Das andere Europa, und das ist der zweite Teil des großen Widerspruchs, hat sich über Jahrzehnte militärisch und geopolitisch schwach gemacht. Und Deutschland, als jahrzehntelange wirtschaftliche und politische Macht in Europa, hat dabei stets mit seiner dunklen Vergangenheit verhängnisvoller Diktaturen kokettiert. So sehr dieses Trauma verständlich scheint, lehnte sich Deutschland bequem auf den Rücksitz der Weltpolitik. Frankreich hingegen wirkt durch sein prunkvolles Präsidialsystem und eigene schnelle Vorschläge des Präsidenten immer vordergründig stark, wirklich entscheidend ist die französische Politik außenpolitisch aber seit Jahrzehnten nicht geworden. Und es ist sehr traurig, den außen- und innenpolitischen Niedergang der einst stolzen englischen Nation, trotz aller britischen Tapferkeit, seit vielen Jahren zu beobachten. Zudem scherten und scheren einige Staaten in Europa, so einst Polen und heute auch Ungarn, aus der Gemeinschaft der EU aus, generieren sich als "Satellitenstaaten" eines möglichen zukünftigen Präsidenten Trump. Bei Polen muss man sehen, inwieweit sie zurück zur liberalen Demokratie wirklich finden.

Europa: Zwischen Machtbesessen- und Machtvergessenheit

Indem sich also Deutschland und andere großen europäischen Staaten zurückhalten, verlassen sie sich auf die Willenskraft der Amerikaner. Diese USA, so die jahrzehntelange Vergewisserung, gleichwohl von rechts und links dauerhaft ob ihrer weltpolitischen Aktivitäten in Europa kritisiert, würden es im verantwortungsvollen politischen "Driver-Seat" schon richten. So war und ist es bei vielen weltpolitischen Krisen - sei es beim Ukrainekonflikt, beim Thema Nahost oder beim Thema Cyberabwehr - um nur einige wenige Beispiele aufzuführen.

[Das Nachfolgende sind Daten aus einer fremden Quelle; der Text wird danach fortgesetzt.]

PR #1135, opened 2025-03-29
Hidden phases feature

ArneTR:
Introduces the concept of the hidden phases feature.

Screenshot 2025-03-29 at 10 29 06 AM
Screenshot 2025-03-29 at 10 29 08 AM
Screenshot 2025-03-29 at 10 29 11 AM


ribalba:
I like the idea. I have this quite a few times that this would make the output nicer. `sleep` being the classical.

PR #1163, opened 2025-04-25
openSUSE & Rancher Desktop support (rootless)

thiloettelt:
Hello,

I made some rather naive changes to the install_linux.sh and install_shared.sh in order to support installation on openSUSE (tested on tumbleweed) and also triggering rootless mode when discovering Rancher Desktop.

Sincerely,
Thilo


ArneTR:
Uhh, great! Thanks for the PR! 🥰

The submitted additions to the install files look all sound to me.

Could you also double check which libraries need to be uninstalled again in: https://github.com/green-coding-solutions/green-metrics-tool/blob/main/uninstall.sh

The uninstall script gives the option to first remove all installed libraries via the install script. So it will be the same listing I guess ... unless package naming for uninstall works differently on *openSUSE* 

But also the uninstall script will remove pre-required dependencies, which we list in the docs under: https://docs.green-coding.io/docs/installation/installation-linux/#downloading-and-installing-required-packages

Could you list the packages and the respective names you had to install on your distribtion in the uninstall script?

I will then transport the information to the docs and update it with an `openSUSE` instruction given your PR.

Thanks again so much, we love that the tool gets used on openSUSE too :)

ArneTR:
Hey @thiloettelt ,

we haven't heard any feedback on this PR for a while. Did you read the reply?

Happy to talk futher! Would be great if you could provide an update if the PR is still "alive"

thiloettelt:
What a timing, I just resumed working on the PR.
I have just updated the PR and want to test it on a clean VM.
I'll give you notice today, when it's done.

thiloettelt:
For conformity I'm also using lsb_release for OpenSUSE right now.
However I have found out that the lsb-release package is not installed on OpenSUSE by default.
The common way would be to use /etc/os-release
It should be something that basically works on any distro.
Not sure how to proceed with this.

ArneTR:
Using `/etc/os-release` seems far cleaner. Please use that instead of `lsb_release`. We will also change the code on main. Thanks for the hint!

thiloettelt:
I have replaced lsb_release for the opensuse parts wirth /etc/os-release and added some missing optional uninstall commands for opensuse.

install_linux.sh
```diff
@@ -31,6 +33,10 @@ if [[ $activate_scenario_runner == true ]] ; then
             print_message "You can add -S to the install script to skip installing lm_sensors. However cluster mode and temperature reporters will not work then." >&2
             exit 1
         fi
+    elif cat /etc/os-release | grep -q "openSUSE"; then
+        if ! sudo zypper -n in sensors libsensors4-devel; then
```
ArneTR, line 37: Is it not needed to install `lm_sensors` ?

install_linux.sh
```diff
@@ -131,6 +143,8 @@ if ! mount | grep -E '\s/tmp\s' | grep -Eq '\stmpfs\s' && [[ $ask_tmpfs == true
     if [[ "$tmpfs" == "Y" || "$tmpfs" == "y" ]] ; then
         if lsb_release -is | grep -q "Fedora"; then
             sudo systemctl unmask --now tmp.mount
+        elif cat /etc/os-release | grep -q "openSUSE"; then
+            echo "You probably already have /tmp on a tmpfs"
```
ArneTR, line 147: Can this not be force-enabled? If the user selects yes and action should happen I would argue.

lib/install_shared.sh
```diff
@@ -344,7 +344,7 @@ function build_containers() {
 
     if [[ $build_docker_containers == true ]] ; then
         print_message "Building / Updating docker containers"
-        if docker info 2>/dev/null | grep rootless || [[ $(uname) == "Darwin" ]]; then
+        if docker info 2>/dev/null | grep rootless || docker info 2>/dev/null | grep lima-rancher-desktop || [[ $(uname) == "Darwin" ]]; then
```
ArneTR, line 347: lima to my knowledge is a VM based solution. What is the rationale here to check for this support?

ArneTR: is the sudo call failing on your system?

uninstall.sh
```diff
@@ -49,6 +51,8 @@ if [[ $(uname) == "Linux" ]]; then
     if [[  "$pre_install" == "Y" || "$pre_install" == "y" ]] ; then
         if lsb_release -is | grep -q "Fedora"; then
             sudo dnf remove -y curl git make gcc python3 python3-devel
+        elif cat /etc/os-release | grep -q "openSUSE"; then
+            sudo zypper rm --dry-run -n git make gcc python313 python313-pip python313-virtualenv
```
ArneTR: removal of curl here also? or can it not be removed as it is a core package?

install_linux.sh
ArneTR: or `sensors` ... this is how it is called in the uninstall.

ArneTR (changes requested):
I looked at the PR and have some minor questions but also a confusion with lima, then I feel it can be merged in and is a really nice addition! Thanks again!

install_linux.sh
thiloettelt: it's installing sensors, which is the equivalent to lm_sensors on opensuse and libsensors4-devel in that line. Same for uninstall.sh - did I miss something?

lib/install_shared.sh
thiloettelt: Yes, it's failing because Rancher Desktop registers nerdctl or corresponding docker aliases within the rc file of the user.
The intention of this line is to check if Rancher Desktop is being used and then handle everything rootless.
But not just because of the rc configuration thing, but also because the default mode of Rancher Desktop is rootless.

uninstall.sh
thiloettelt: I don't know about the curl, that's in the line that is not from me.
I believe all of these packages actually come installed on OpenSUSE, so I am not sure whether there should be an option to remove them for openSUSE.

install_linux.sh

Das Paradoxon ist demnach, dass Europa bedingt durch sein politisches und kulturelles Selbstbewusstsein sich moralisch vollständig auf der richtigen Seite sieht. Auf der anderen Seite jedoch hält sich der alte Kontinent geopolitisch zurück, um ja nicht in globale Verantwortung zu geraten. Dieser Widerspruch zwischen Machtbesessen- und Machtvergessenheit schwächt den alten Kontinent. Es ist interessant zu sehen, dass dieses Paradoxon nur sehr wenige politische Verantwortungsträger derzeit offen und ehrlich aussprechen.

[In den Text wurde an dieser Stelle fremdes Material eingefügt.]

PR #1164, opened 2025-04-27
Isaqb green

pkutschera:


ArneTR:
Hey @pkutschera,

thanks for the PR! I am unsure if that was intended. This seems like it should be on your fork ...?

In any case: If you folks want that the repository mentioned in the splash.md shall be continuously monitored if it is still working with the GMT you are happy to add it to the GMT as a "once per week" job. In case you make changes to it you can then also see the changes over time

See: https://metrics.green-coding.io/request.html

pkutschera:
It was not intended :-)

PR #1166, opened 2025-04-27
Resource limits rework

ArneTR:
This PR reworks how GMT handles Resource Limits.

Previously this was done through the `deploy` key in `services`.
However this key is intended for Docker Swarm.

In the future GMT will only support the `cpus` and `mem_limit` keys under `services`.

When using Docker Compose directly the `deploy` settings for CPU and Memory have no further implications and will just overwrite any settings given via services top level keys. Implementation is here: https://github.com/docker/compose/blob/5bb46035cf12e5b2fc2f3b09522a392b7b753120/pkg/compose/create.go#L713

Futhermore GMT understands now extra top level keys that instruct the cluster to "simulate" a smaller machine.
The values for energy, utilization etc. are then only accounted for this smaller box.

Example: The box has 4 cores and but the key `virtualization` (name might change) specifies only 2 CPUs.
Then the total energy consumption of the machine will have all "operational" overhead attributed but only half of the baseline, and half of the embodied carbon. This is because the other half goes to the "other VM" on the machine.

With this GMT incentivises users to use capactity planning and also experience how the carbon goes down if less ressources are requested.


ArneTR:
Closed due to implementation in different PR

PR #1172, opened 2025-05-01
Usage Scenario Variables and ScenarioRunner templates

ArneTR:
Adds measurement templates for beginners and quick measurements with GMT.

YOu can now do:

- Quickly measure a website
  - `./run-template website "https://www.google.de"`
- Quickly measure an AI prompt (will default to gemma3:1b)
  -  `./run-template ai "How cool is the GMT?"`

This makes the tool more beginner friendly, but also abstracts away some of the pitfalls that are happing with measuring these two cases for instance that for both you need to have sensible providers active and for websites the resolution should be at least 1/10 of the page load time (typically 10 ms)

We will iterate on these modes and add warnings / guard-clauses as needed, but will have them as bare like this for the moment.

## Greptile Summary

Added measurement templates and usage scenario variables to enable quick website and AI measurements, with significant updates to the ScenarioRunner and API endpoints.

- Added `usage_scenario_variables` JSONB column to runs, jobs, and watchlist tables with proper constraints
- Introduced `/v2/jobs` and `/v2/runs` endpoints, deprecating v1 versions with backward compatibility
- Added validation and error handling for usage scenario variables in ScenarioRunner
- Added test coverage for variable handling, template functionality and API changes
- Security concern: Potential shell injection risk in Docker command execution with `shell=True`


ArneTR:
@ribalba How do you like these modes? Do they fulfill your idea of an easy mode?

I am keeping the templates in the GMT repository and thus they are automatically versioned. To not muddy the overview of which version they have been changed in the GMT now overloads the commit-hash with the actual folder of the templates. Thus a change to the AI template will still keep the same commit_hash for the website template and vice versa.

ArneTR:
@greptileai

ArneTR:
@greptileai

PR #1176, opened 2025-05-06
Adds the * functionality for filenames, multiple filenames and --iterations

ribalba:
This is a patch I often use when running benchmarks. Basis for a discussion


ArneTR:
I am a bit skeptical of this PR.

I do see the need to run scenarios one after another. We also do have a functionality called "Variance" in our API that inserts a run 3 times.

However on the CLI I wonder if the gain is really given bc users could just do:
```bash
for i in {1..3}; do python3 runner.py --uri XXX --filename XXX ; done
```
if they really want to do this.

On the other hand I see other tools like `perf` that also have a *repetition* parameter to repeat tests and thus nudge the user to use it, but that is for quick introspection of stuff.

With the GMT we want users to only use CLI functionality to develop and setup stuff quickly. Proper measurements must be done in Cluster mode.

So why nudge the user to use behaviour that is good for deriving StdDev and Means of stuff, if you are connected via SSH and on the CLI, which is skewing results in the first place?

ribalba:
Then maybe we should have a script ./submit_to_cluster that does these things for you. For the work I am doing now I have 15 usage scenario files that I need to run and I want 5 repeats. Of course I could do this with shell magic but like this I can just it all in the GMT.

davidkopp:
Since I asked Arne about such a feature, it's time for this PR to be merged ;) I would like to have this feature to be able to check the standard deviation of multiple runs on my local system.

I (or Claude) added a few improvements in https://github.com/green-coding-solutions/green-metrics-tool/pull/1261. However, there is no significant change.

I was not sure how to handle the conflict with main. Normally I would do a rebase but, I did not want to destroy the branch history of Didi. Let me know if that's ok for you here or if I should create a new branch with your changes.

davidkopp:
btw: Claude complained about the usage of the glob pattern matching, because it could be a security risk to include any file on the file system. However, that should be ok here, since it's only used in the development environment and not on production.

Diesen Widerspruch muss Europa dringender denn je auflösen, will es in der politischen Welt nicht gravierend an Einfluss verlieren. Wenn es sich jetzt nicht zu entscheidenden Entschlüssen durchringt, mutiert es nur noch zum "Schaufenster kultureller Großartigkeiten".

Generell ist die EU ein Friedenskonstrukt, das trotz aller ausgeschütteten finanziellen Wohltaten heute von vielen Menschen als undurchschaubar, bürokratisch überladen - und insbesondere bevormundend angesehen wird. Da die EU als Staatenverbund wesentlich stärker als ein einzelner Mitgliedstaat ist, sollte dieser Vorteil viel populärer gestaltet werden.

Stärkere Präsenz und Selbständigkeit der EU

Was also könnte und sollte ein zukünftig starkes Europa tun, um in sich geschlossener und zustimmungskräftig zu werden? So stellt sich die Frage, warum nicht wenigstens einige EU-Institutionen in östlichen Ländern Station machen könnten, um diese Länder aufzuwerten und Kraft Wertschätzung enger an Europa zu binden? Anbetracht der geomilitärischen Weltlage muss zudem über eine europäische Armee nicht nur nachgedacht, sondern entscheidende Schritte hierzu eingeleitet werden. Ein möglicher zukünftiger US-Präsident Trump würde Europa zu mehr Selbstständigkeit geradezu zwingen, will sein "America First" zwangsläufig weniger Zuwendung bedeutet.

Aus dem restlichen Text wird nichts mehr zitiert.